[[ Source material open ]]

PR #4697, opened 2025-07-02
Closes #4696:  set max-parallel for multi-dim tests in CI

### LINKED ISSUE #4696: set max-parallel for multi-dim tests in CI
Set the max-parallel for multi-dim tests in CI.  This will limit the number of runners in that group that can kick off at the same time and may reduce the chance of out-of-memory errors.

ajpotts:
Sets the `max-parallel` constraint for multi-dim tests in CI. This will limit the number of runners in that group that can kick off at the same time and may reduce the chance of out-of-memory errors.

Closes #4696:  set max-parallel for multi-dim tests in CI

### DIFF
--- a/.github/workflows/CI.yml
+++ b/.github/workflows/CI.yml
@@ -485,6 +485,7 @@ jobs:
     strategy:
       matrix:
         chpl-version: ['2.0.0','2.1.0','2.2.0','2.3.0','2.4.0']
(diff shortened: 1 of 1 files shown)


1RyanK (approved):
I'm happy to give this a shot, but I thought the amount of memory was per runner? Rather than some pile of memory for all runners?

Issue #4709, opened 2025-07-11
How to checkpoint ak.numpy.random.Generator ?


vasslitvinov:
This issue seeks a solution for the currently-incomplete checkpointing of `ak.numpy.random.Generator` objects.

#### Details

The [current checkpointing effort](https://github.com/Bears-R-Us/arkouda/milestone/18) is concerned with saving and restoring the SymTab entires _ON THE SERVER_. This is not sufficient / correct for preserving the complete state of an `ak.numpy.random.Generator` instance.  That is, in the following scenario:

```python
g = default_rng(...)
... use `g` ...
ak.save_checkpoint(someName)
... use `g` some more #1 ...
ak.load_checkpoint(someName)
... use `g` some more #2 ...
```

The user expects that the use of `g` in `#2` will generate the same sequence of numbers as its use in `#1`.

Currently this will not be the case, here is why. While the server's state related to `g` will be restored properly upon `ak.load_checkpoint(someName)`, `g._state` will not be restored while affecting the numbers generated by `g`.

In other words, these Generators rely on both server-side and client-side state, while the current checkpointing approach preserves only server-side state.

My initial recommendation is to eliminate `g._state`. It is used to fast-forward Chapel's RNGs, however it may not be necessary.

BTW if we keep `g._state`, we need to add its increment by 1 in cases like this:
```python
if size is None:
    # delegate to numpy when return size is 1
    return self._np_generator.uniform(low=low, high=high)
```

vasslitvinov:
Here is another proposal that will result in simpler implementation, thanks to @mppf:

* Store (seed, state) on the client side. Notes: "State", which is the current position in the random number sequence for the given seed, is already stored as Generator._state. "Seed" is also stored, we just need to "instantiate" it to an integer in the case that the generator is created with `seed=None`.

* Whenever a Generator needs to participate in a server-side operation, send its seed and state over to the server. The server will create a `randomStream` on the fly, with the desired element type.

This way we can remove `Generator._name_dict` in the client and `GeneratorSymEntry` on the server, as well as back out the additions in #4710 that are related to checkpointing of GeneratorSymEntrys.

[...]

PR #4710, opened 2025-07-11
Minor code improvements

vasslitvinov:
This PR initially added checkpointing of `GeneratorSymEntry`. However during testing I realized that, while checkpointing per se works, restoring from a checkpoint does not "roll back" Arkouda properly. This is because part of the Generator state, specifically its `state` field, is stored in the client and not on the server. Therefore I am backing out this checkpointing addition.

See #4709 for discussion on this.

This PR now contains minor code cleanups that I did while working on GeneratorSymEntry checkpointing.

User-facing: adds `ak.get_registration_config()`; populates a Generator in the client with GeneratorSymEntry instances on the server only for those types that are requested in `registration-config.json`.


vasslitvinov:
Moved to #4752 due to 'master' -> 'main' rename that invalidates this PR.

PR #4720, opened 2025-07-17
Prevent over instantiation of `opeqvs`

jabraham17:
Since pdarray.opeq enforces that the dtype of a scalar must match the dtype of the vector, this PR makes similar changes to the server to enforce that. This eliminates ~20 instantiations of `opeqvs`

Future work: given that `pdarray.opeq`/`opeqvs` outlaws `vector op= scalar`, can `pdarray._binop`/`pdarray._r_binop`/`binopsv`/`binopvs` do the same?


ajpotts (approved):
Looks good.

jaketrookman (approved):
Looks good

e-kayrakli (approved):

PR #241, opened 2026-06-19
Type the event-to-payload match for outbox subscribers

noe-charmet:
Outbox subscribers cast `event.payload as X` by hand in every handler, so a wrong event name or payload shape only surfaced at runtime. This adds a typed `subscriberFactory` in `@shipfox/node-module` that binds each event name to its payload type through the existing per-package event maps, the mirror image of the already-typed publish side (`writeOutboxEvent<TMap>`). Handlers now receive a typed `(payload, event)` and all 11 per-handler casts are gone.

Each module instantiates one factory bound to the intersection of the event maps it subscribes to, so a typo'd event name or a mismatched handler payload now fails to compile.

A module-private `Symbol` brands `ModuleSubscriber` so the factory is the only way to construct one. This was a deliberate call over leaving the helper opt-in: it stops a future raw `{event, handler}` literal from silently reintroducing an unchecked cast. The brand survives `.d.ts` emit (verified up front, since a type-only `unique symbol` would have broken it) and its blast radius is contained, as the five module declarations are the only places that construct subscribers.

Tests: a unit test for the factory (runtime forwarding plus `@ts-expect-error` guards that `turbo type` enforces), the five existing subscriber tests updated to the new call convention, and behavior tests backfilled for five handlers that previously had none.

### Review notes

- The payload cast still happens once inside the factory and is unchecked at runtime (the outbox stores JSONB). This is not a regression; the previous per-handler casts were equally unchecked. Validating the payload at the drain boundary is deferred to ENG-517.
- `@shipfox/node-module` is private, so the brand is an internal-only construction change and every call site is migrated in this PR.

Refs ENG-517

---
## Summary by cubic
Adds a typed `subscriberFactory` in `@shipfox/node-module` that binds outbox event names to payload types, removing per-handler casts and catching mismatches at compile time. Advances ENG-517; runtime payload validation at the drain boundary remains deferred.

- New Features
  - `subscriberFactory<TMap>()` returns subscribers typed by event maps; handlers receive `(payload, event)`.
  - `ModuleSubscriber` is branded with a private symbol so only the factory can construct it.
  - Centralizes the single payload cast at the factory boundary; no runtime behavior change.

- Refactors
  - Migrated subscribers in `@shipfox/api-definitions`, `@shipfox/api-projects`, `@shipfox/api-runners`, `@shipfox/api-triggers`, `@shipfox/api-workflows`, and `@shipfox/api-logs` to the factory; standardized handler signatures and removed casts.
  - Added a unit test for the factory and backfilled behavior tests; hardened idempotent swallow-path tests to assert Temporal is invoked once.
  - Added `@shipfox/vitest` and test scripts in `@shipfox/node-module`; updated the README example and documented the event-map disjointness constraint.

<sup>Written for commit d890ab07776ffda361c38a0ad51f7b5857e95e58. Summary will update on new commits.</sup>

<a href="https://cubic.dev/pr/ShipfoxHQ/shipfox/pull/241?utm_source=github" target="_blank" rel="noopener noreferrer" data-no-image-dialog="true"><picture><source media="(prefers-color-scheme: dark)" srcset="https://www.cubic.dev/buttons/review-in-cubic-dark.svg"><source media="(prefers-color-scheme: light)" srcset="https://www.cubic.dev/buttons/review-in-cubic-light.svg">Review in cubic</picture></a>

### DIFF
--- a/.changeset/spry-falcons-gather.md
+++ b/.changeset/spry-falcons-gather.md
@@ -5,6 +5,7 @@
 "@shipfox/api-definitions": patch
 "@shipfox/api-projects": patch
 "@shipfox/api-runners": patch
+"@shipfox/api-logs": patch
 ---
 
 Adds a typed `subscriberFactory` that binds each outbox event name to its payload type at construction, so subscriber handlers receive a typed `(payload, event)` and the per-handler `event.payload as X` casts are gone; a private brand makes the factory the only way to build a module subscriber.
--- a/.changeset/spry-falcons-gather.md
+++ b/.changeset/spry-falcons-gather.md
@@ -1,0 +1,10 @@
+---
+"@shipfox/node-module": minor
+"@shipfox/api-triggers": patch
+"@shipfox/api-workflows": patch
+"@shipfox/api-definitions": patch
+"@shipfox/api-projects": patch
+"@shipfox/api-runners": patch
+---
+
+Adds a typed `subscriberFactory` that binds each outbox event name to its payload type at construction, so subscriber handlers receive a typed `(payload, event)` and the per-handler `event.payload as X` casts are gone; a private brand makes the factory the only way to build a module subscriber.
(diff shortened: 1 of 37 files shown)


noe-charmet:
Will merge this once CI green, to avoid too many conflicts in usage with other branches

[[ Source material closed ]]

» Assignment: Repeat exactly the lines above from the line that contains "(diff shortened: 1 of 37 files shown)" through the end. Include both of these ends; leave out everything else.

» Reply to the exercise:
(diff shortened: 1 of 37 files shown)


noe-charmet:
Will merge this once CI green, to avoid too many conflicts in usage with other branches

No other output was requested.